1. American Pipe Tolling

The § 18 claim is untimely. The Complaint alleges that the § 18 claim is not time-barred because the timely filing of the putative class action against Defendants on March 2, 2017, tolled the two-year statute of limitations applicable to those claims.

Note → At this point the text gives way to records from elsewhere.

Issue #374, opened 2024-10-25
Detect all diffs for components including sts fields


koct9i:
### Discussed in https://github.com/ytsaurus/ytsaurus-k8s-operator/discussions/366

Instead of hardcoded "need sync" checks operator must simply look at resource generation and
for all changes regenerate all dependent resources to compare them with present state.

l0kix2:
I suggest we discuss our options, compare and choose the one which most fit us.

We have one implementation with field-by-field compare https://github.com/ytsaurus/ytsaurus-k8s-operator/pull/573
But I think we should research generation/hash annotations patter or maybe server side updates (though it is probably required compatible version of k8s, which I'm not sure we can depend on).

koct9i:
Note: also for timbertruck sidecar

https://github.com/ytsaurus/ytsaurus-k8s-operator/pull/812

PR #573, opened 2025-10-14
Made operator update StatefulSets not only when replica count changed

qurname2:
PR is aiming to solve Issue #374.
**Overview**
This PR implements comprehensive StatefulSet spec change detection to enable the operator to detect and respond to configuration changes (resources, env vars, volumes, etc.) beyond just replica count changes and images.

**Changes:**

1. Field-by-Field Pod Template Comparison, [link](https://github.com/ytsaurus/ytsaurus-k8s-operator/pull/573/files#diff-b4dbab1d61d27d5d4d375712a2fa54d744179dd074209d9f117079ee8a3f697f)
That logic compares:
- Containers & InitContainers: Image, command, args, env vars, resources, volume mounts
- Volumes: ConfigMap, Secret, PersistentVolumeClaim, EmptyDir, HostPath
- Scheduling: Node selectors, tolerations, affinity rules
- Service Account: Service account name
I tried to implement comparison using **k8s.io/apimachinery/pkg/api/equality** package, but it led to the infinite recreating loop. The same applies to the [strategicpatch.CreateTwoWayMergePatch](https://pkg.go.dev/k8s.io/apimachinery/pkg/util/strategicpatch#CreateTwoWayMergePatch) (it uses json document merging, not semantic equality, but the problem is similar)
Both of them detects Kubernetes default values, that doesn't matter for us to compare, but led to the false-positive Update status on the operator. 
Here you can see how postgres-operator compares sts's fields: https://github.com/zalando/postgres-operator/blob/3bc244fe397ad084de8ddc3e02a1670f6b4c0949/pkg/cluster/cluster.go#L648
tl;dr - also field-by-field

2. Component-Specific Modifications

- [Fixed](https://github.com/ytsaurus/ytsaurus-k8s-operator/pull/573/files#diff-e8c177ec5552f16b5c1d0b28e41d7e3f6023672e05ad86de72535bd8dcad4ced) YqlAgent false positive detection.

Problem: YqlAgent adds environment variables (YT_FORCE_IPV4, YT_FORCE_IPV6, token) and modifies commands AFTER building the base spec, causing mismatches during comparison
Solution: Extracted modifications into [applyYqlAgentContainerModifications](https://github.com/ytsaurus/ytsaurus-k8s-operator/pull/573/files#diff-e8c177ec5552f16b5c1d0b28e41d7e3f6023672e05ad86de72535bd8dcad4ced)()
Overrode needUpdate() and needStatefulSetSpecUpdate() to apply modifications before comparison

- [execNode](https://github.com/ytsaurus/ytsaurus-k8s-operator/pull/573/files#diff-0f5dd8e5febc9d956f0cc8b083df1092df5e1371cab2d60fd3902adeb4239ecaR65) - ExecNode combines NodeResources + JobResources, requiring special handling. Overrode needStatefulSetSpecUpdate() to compute expected total resources before comparison

- [httProxy](https://github.com/ytsaurus/ytsaurus-k8s-operator/pull/573/files#diff-aa650d84e19619011d241fcf639d366c8362ba5c054713b92a96390319387092R130) - because httpProxy adds volumes for TLS encryption after the buildStatefulSet() and it will cause infinite update loop, cause during every reconcilation loop operator will think there is difference in the statefulSet spec.

- [rpcProxy](https://github.com/ytsaurus/ytsaurus-k8s-operator/pull/573/files#diff-c567a8971a9b57af1d5f56030c211f61fc7e89d361c04db925bbda3146764bd3R120) - the same as for http-proxy

3. Server Infrastructure Updates: [pkg/components/server.go](https://github.com/ytsaurus/ytsaurus-k8s-operator/pull/573/files#diff-1bc37670cc1770517eef105d766108d84bb28c2e46e31f8b4937eb8a44cef316)
Added [needUpdateWithSpecCheck](https://github.com/ytsaurus/ytsaurus-k8s-operator/pull/573/files#diff-1bc37670cc1770517eef105d766108d84bb28c2e46e31f8b4937eb8a44cef316R283)() to allow components to provide custom spec comparison logic.
Updated [needUpdate](https://github.com/ytsaurus/ytsaurus-k8s-operator/pull/573/files#diff-1bc37670cc1770517eef105d766108d84bb28c2e46e31f8b4937eb8a44cef316R303) to use the new comparison function
4. E2E Tests ([test/e2e/ytsaurus_controller_test.go](https://github.com/ytsaurus/ytsaurus-k8s-operator/pull/573/files#diff-382513c8c2d6af42792c49c398acebb81bb621bdfb797022ec14abfbe7af14db))
Added several tests:
- Discovery Resource Update: Tests CPU/memory limit changes with proper UpdateSelector set.
- Discovery Environment Variables Update: Verifies env var changes trigger updates with proper UpdateSelector set.
- Discovery nodeSelector update: Verifies nodeSelector will be updated with proper UpdateSelector set.
- Blocked Updates: Validates that UpdatePlan correctly blocks updates when configured


koct9i:
Maybe we could completely eliminate content comparison of managed resources.

"Controller" resorce (ytsaurus) has generation which is updated at any changes.
We could save this generation into managed resources metadata.

We just compare  controller resource generation and generation saved in managed resource.
At difference we generate new managed resource and apply.
If nothing have changed -> next level controller will do nothing.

Section 18 provides that any person who purchases a security, in reliance upon "false or misleading" statements contained in "any application, report or document" filed with the SEC pursuant to the Exchange Act, may sue any person who made that statement or "caused [it] to be made." 15 U.S.C. § 78r(a). Claims under § 18(a) "may be brought not later than the earlier of -- (1) 2 years after the discovery of the facts constituting the violation; or (2) 5 years after such violation." 28 U.S.C. § 1658(b); see Dekalb Cty. Pension Fund v. Transocean Ltd, 817 F.3d 393, 405 (2d Cir. 2016), as amended (Apr. 29, 2016) (applying § 1658(b) to § 18(a)).

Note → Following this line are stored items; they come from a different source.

PR #576, opened 2025-10-21
Adding customization of the solomon_exporter key

kmalov:
In some cases, you need to change or expand the list of instance tags for solomon_exporter.
In the component specification, instead of using the name solomon_exporter, I use metrics_exporter, as it is more understandable for external users. But if it adds confusion, then we can roll back to solomon_exporter.


achulkov2 (changes requested):

pkg/ytconfig/generator.go
```diff
@@ -246,11 +247,37 @@ func (g *NodeGenerator) fillAddressResolver(c *AddressResolver) {
 	c.Retries = &retries
 }
 
-func (g *NodeGenerator) fillSolomonExporter(c *SolomonExporter) {
+func (g *NodeGenerator) fillSolomonExporter(c *SolomonExporter, m *ytv1.MetricsExporter) {
```
verytable: "c" in `c *SolomonExprorter` looks a bit strange

s might be better

PR #603, opened 2025-12-03
Validate update plan consistency

koct9i:
- component types and class should be valid
- plan with class Nothing or Everything should not contain anything else

Signed-off-by: Konstantin Khlebnikov <khlebnikov@tracto.ai>


qurname2 (approved):
rebased from main, LGTM.

PR #606, opened 2025-12-04
Added HasCustomUpdateState in order to migrate qt,qa,yqla and sch to the common handleUpdatingClusterState

qurname2:
In that [PR](https://github.com/ytsaurus/ytsaurus-k8s-operator/pull/601) I created a bug. qt, qa, yqla and sch components have their own additional logic during the update. [updateQTState](https://github.com/ytsaurus/ytsaurus-k8s-operator/pull/606/files#diff-8de26e1e52d4bdfeb4d2cea625c03860851a33787654f5951ea7719df9896adbR104) for qt, [updateYqla](https://github.com/ytsaurus/ytsaurus-k8s-operator/pull/606/files#diff-e8c177ec5552f16b5c1d0b28e41d7e3f6023672e05ad86de72535bd8dcad4cedR158) for yqla, etc. In the [PR](https://github.com/ytsaurus/ytsaurus-k8s-operator/pull/601) I made those additional logic unreachable, because `handleUpdatingClusterState` returns a non-nil status (`ComponentStatusReady()`), the [updateQTState](https://github.com/ytsaurus/ytsaurus-k8s-operator/pull/606/files#diff-8de26e1e52d4bdfeb4d2cea625c03860851a33787654f5951ea7719df9896adbR412)() function is never called, which means `prepareRestart()` is never executed. It lead to a situation when ytsaurus cluster stuck in Updating status indefinitely.
Current PR is fixing that issue by introducing [HasCustomUpdateState](https://github.com/ytsaurus/ytsaurus-k8s-operator/pull/606/files#diff-df79516caab9f32d7a036081e9d1477e22679a71aa5dbf99f7d2889f081dc5a2R87) method of the Component Interface and adding small `if` [here](https://github.com/ytsaurus/ytsaurus-k8s-operator/pull/606/files#diff-568998f3afe3b99cf89ffd554a0038cc17f8f747615d1a06fec01a336d20f779R175).
It's better to fix it that way then rolling back the [PR](https://github.com/ytsaurus/ytsaurus-k8s-operator/pull/601), because `handleUpdatingClusterState` will be used later in the rollingUpdate logic. And also it reduce code duplication in qt, qa, yqla and sch components.

### DIFF
--- a/pkg/components/bundle_controller.go
+++ b/pkg/components/bundle_controller.go
@@ -89,3 +89,7 @@ func (bc *BundleController) Sync(ctx context.Context) error {
 func (bc *BundleController) doServerSync(ctx context.Context) error {
 	return bc.server.Sync(ctx)
 }
+
+func (bc *BundleController) HasCustomUpdateState() bool {
+	return false
+}
--- a/pkg/components/component.go
+++ b/pkg/components/component.go
@@ -84,6 +84,7 @@ type Component interface {
 	GetLabeller() *labeller.Labeller
 
 	GetCypressPatch() ypatch.PatchSet
+	HasCustomUpdateState() bool
 }
 
 // Following structs are used as a base for implementing YTsaurus components objects.
--- a/pkg/components/controller_agent.go
+++ b/pkg/components/controller_agent.go
@@ -91,3 +91,7 @@ func (ca *ControllerAgent) Sync(ctx context.Context) error {
 	_, err := ca.doSync(ctx, false)
 	return err
 }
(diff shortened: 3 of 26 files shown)


koct9i:
Let's look at overall update sequence design.
I don't like idea of tailoring code around pieces like handleUpdatingClusterState which isn't perfect as itself.

Right now update flow arranges sequence of update states which controls actions by independent components.

Activation logic is within update flow not inside components.
Update flow already must know details about components needs.

PR #634, opened 2025-12-18
Add tablet balancer to operator

ifsmirnov:


pkg/ytconfig/tablet_balancer.go
```diff
@@ -0,0 +1,40 @@
...
+
+import (
+	"k8s.io/utils/ptr"
+
+	ytv1 "github.com/ytsaurus/ytsaurus-k8s-operator/api/v1"
+	"github.com/ytsaurus/ytsaurus-k8s-operator/pkg/consts"
+)
+
+type TabletBalancer struct {
+	WorkerThreadPoolSize int `yson:"worker_thread_pool_size"`
```
koct9i: I think "period" is worth to add here too And add both into instance spec.
For tiny test or demo clusters it is nice to have basic tuning for size and reaction time parameters.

Under American Pipe & Construction Co. v. Utah, "the commencement of a class action suspends the applicable statute of limitations as to all asserted members of the class who would have been parties had the suit been permitted to continue as a class action." 414 U.S. 538, 554 (1974); accord Dekalb Cty. Pension Fund, 817 F.3d at 414. To qualify for such tolling, a later individual action must challenge the same conduct as the class action, such that the class action is "sufficient to alert the defendants sued there to preserve the evidence regarding that conduct" and "the relevant evidence, memories, and witnesses . . . are the same for both actions." Cullen v. Margiotta, 811 F.2d 698, 720-21 (2d Cir. 1987), overruled on other grounds by Agency Holding Corp. v. Malley-Duff & Assocs., Inc., 483 U.S. 143 (1987); accord Behrens v. JPMorgan Chase Bank N.A., No. 16 Civ. 5508, 2019 WL 1437019, at *8 (S.D.N.Y. Mar. 31, 2019). "The class action must give the defendant fair notice not only of the substantive claims being brought . . . but also of the number and generic identities of the potential plaintiffs." Behrens, 2019 WL 1437019, at *8 n.8 (quoting Am. Pipe, 414 U.S. at 554-55) (internal quotation marks omitted).

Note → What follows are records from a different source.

PR #640, opened 2025-12-25
Added ca,ds and msc to the bulkUpdate mode

qurname2:
Adding ca, ds and msc into the bulkMode. Should be rebased from main after master's [PR](https://github.com/ytsaurus/ytsaurus-k8s-operator/pull/630) is merged.

### DIFF
--- a/test/e2e/ytsaurus_controller_test.go
+++ b/test/e2e/ytsaurus_controller_test.go
@@ -2025,28 +2025,28 @@ exec "$@"`
 					sts := appsv1.StatefulSet{ObjectMeta: metav1.ObjectMeta{Namespace: namespace, Name: stsName}}
 					EventuallyObject(ctx, &sts, reactionTimeout).Should(HaveField("Spec.UpdateStrategy.Type", appsv1.OnDeleteStatefulSetStrategyType))
 
-					By("Verify StatefulSet has a new revision but pods stay on the old one")
-					EventuallyObject(ctx, &sts, reactionTimeout).Should(WithTransform(
-						func(current *appsv1.StatefulSet) bool {
-							return current.Status.CurrentRevision != "" &&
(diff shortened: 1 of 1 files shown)


.github/workflows/subflow_run_e2e_tests.yaml
```diff
@@ -23,13 +23,15 @@ jobs:
...
+      max-parallel: 6
       matrix:
         e2e:
           - name: "update basic"
             filter: "update && basic"
           - name: "update plan"
-            filter: "update && plan"
+            filter: "update && plan && !strategy"
+          - name: "update strategy"
+            filter: "update && plan && strategy"
```
koct9i: Oh. This escalates quickly.

Probably we could reuse one cluster and run several "updates" on it in random order.

I don't want "mock" clusters or invent fictional unit-test but bootstrapping took most of the time. Probably we could snapshot state and recreate it much faster.

test/e2e/ytsaurus_controller_test.go
```diff
@@ -1912,7 +1912,21 @@ exec "$@"`
...
 						ytsaurus.Spec.PrimaryMasters.InstanceCount = 3
+					case consts.MasterCacheType:
+						ytsaurus.Spec.MasterCaches = &ytv1.MasterCachesSpec{
+							InstanceSpec: ytv1.InstanceSpec{
+								Image:         ptr.To(testutil.YtsaurusImagePrevious),
+								InstanceCount: 3,
+							},
+						}
+					case consts.DiscoveryType:
+						ytsaurus.Spec.Discovery.Image = ptr.To(testutil.YtsaurusImagePrevious)
```
koct9i: Let's use some another reason for instance restart rather than image change.

We could treak "zero-diff" in config overrides or in instance environment.

This way we could reuse same cluster between tests.

PR #698, opened 2026-02-10
Implemented imageHeater as step 0 during cluster creation

qurname2:
Added `ClusterFeatures.EnableImageHeater` as a condition to run ImageHeater before any other components are being bootstrapped in order to pull required images on the nodes.


koct9i (approved):
LGTM for now

PR #708, opened 2026-02-17
Implemented rollingUpdate logic for hp/rp-proxies

qurname2:
[handleRollingUpdatingClusterState](https://github.com/ytsaurus/ytsaurus-k8s-operator/pull/708/changes#diff-568998f3afe3b99cf89ffd554a0038cc17f8f747615d1a06fec01a336d20f779R352) implements rollingUpdate using maxUnavailable and compute the update budget dynamically on every reconcile cycle, advancing the StatefulSet partition by one pod per reconcile.
                                                                                                                                                                                
Algorithm:

  1. Init — if the STS still has the old spec (detected via [needUpdate](https://github.com/ytsaurus/ytsaurus-k8s-operator/pull/708/changes#diff-568998f3afe3b99cf89ffd554a0038cc17f8f747615d1a06fec01a336d20f779R372)), apply the new spec with `partition = totalCount - 1` and `maxUnavailable` so that only the last pod is initially exposed to the update. Return and wait for the next reconcile. maxUnavailable is calculated as `int(server.getReplicaCount()) - server.getMinReadyInstanceCount()`

  2. Budget calculation — each reconcile reads the current STS status and computes:
  [inProgress](https://github.com/ytsaurus/ytsaurus-k8s-operator/pull/708/changes#diff-568998f3afe3b99cf89ffd554a0038cc17f8f747615d1a06fec01a336d20f779R399)  = `max(0, (totalCount - partition) - updatedReplicas)`
  [effective](https://github.com/ytsaurus/ytsaurus-k8s-operator/pull/708/changes#diff-568998f3afe3b99cf89ffd554a0038cc17f8f747615d1a06fec01a336d20f779R402)   = `max(totalCount - availableReplicas, inProgress)`
  [budget](https://github.com/ytsaurus/ytsaurus-k8s-operator/pull/708/changes#diff-568998f3afe3b99cf89ffd554a0038cc17f8f747615d1a06fec01a336d20f779R403)      = `maxUnavailable - effective`
    - inProgress accounts for the timing window: pods that have been exposed by a prior partition lowering but haven't restarted yet.
    - effective takes the larger of actual unavailability and in-progress count to avoid double-counting.
  3. Advance — if budget > 0 and partition > 0, lower the partition by 1 and sync.
  4. Completion — when partition == 0 && updatedReplicas == totalCount, set the PodsUpdated condition.

  The Kubernetes StatefulSet controller's own maxUnavailable setting acts as a hard safety net: the operator drives the partition, but k8s will not restart more than maxUnavailable pods at once regardless.


pkg/components/helpers.go
```diff
@@ -335,6 +349,228 @@ func handleOnDeleteUpdatingClusterState(
...
+func setPodsUpdatedCondition(ctx context.Context, ytsaurus *apiproxy.Ytsaurus, cmp Component) {
+	ytsaurus.SetUpdateStatusCondition(ctx, metav1.Condition{
+		Type:    cmp.GetLabeller().GetPodsUpdatedCondition(),
+		Status:  metav1.ConditionTrue,
+		Reason:  consts.ConditionPodsUpdated,
+		Message: "All rolling batches were updated",
+	})
+}
+
+func getRollingBatchSize(ytsaurus *apiproxy.Ytsaurus, componentType consts.ComponentType, componentName string) (int32, bool) {
```
koct9i: I don't like such hanging single-use helpers.
They should be methods of object which manages this logic.

I suppose this must be component manager because it intakes update plan and arranges actual actions over selected set of components.

koct9i (changes requested):

koct9i (approved):
LGTM

I'm not sure how much "exhaustive" signal will be useful but ok for now.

The legal standards for proving § 18 and § 10(b) claims are sufficiently distinct that the § 18 claims here do not qualify for tolling. See Decker v. Massey-Ferguson, Ltd., 534 F. Supp. 873, 883 (S.D.N.Y. 1981), aff'd in part, rev'd in part on other grounds, 681 F.2d 1111 (2d Cir. 1982) ("As the Second Circuit made clear. . ., the legal standards for bringing an action under § 18 are significantly different from those for 10(b), and the original complaint cannot be regarded as having somehow put defendants on notice of a potential claim under § 18.") (citing Ross v. A.H. Robbins, Co., 607 F.2d 545, 557 (2d Cir. 1978)); see also In re Bear Stearns Cos. Inc. Sec., Deriv., & ERISA Litig., 995 F. Supp. 2d 291, 308 (S.D.N.Y. 2014) (finding that § 10(b) claim did not toll § 18 claim). The facts required to be pleaded and proved in support of § 18 and § 10(b) claims are different, as are the burdens of proof. Specifically, to state a claim under § 10(b), plaintiffs must allege acts indicating an intent to deceive, manipulate or defraud. 15 U.S.C. § 78j. By contrast, a § 18 claim requires pleading actual reliance. 15 U.S.C. § 78r(a). Section 18's actual reliance requirement typically "precludes class-action treatment," and, therefore, "almost by definition, filing a § 10(b) class action does not put a defendant on notice that it will be called upon to defend a § 18 claim." Children's Hosp. & Med. Ctr. Found. of Omaha v. Countrywide Fin. Corp., No. 11 Civ. 02056, 2011 WL 13220509, at *3 (C.D. Cal. Aug. 22, 2011).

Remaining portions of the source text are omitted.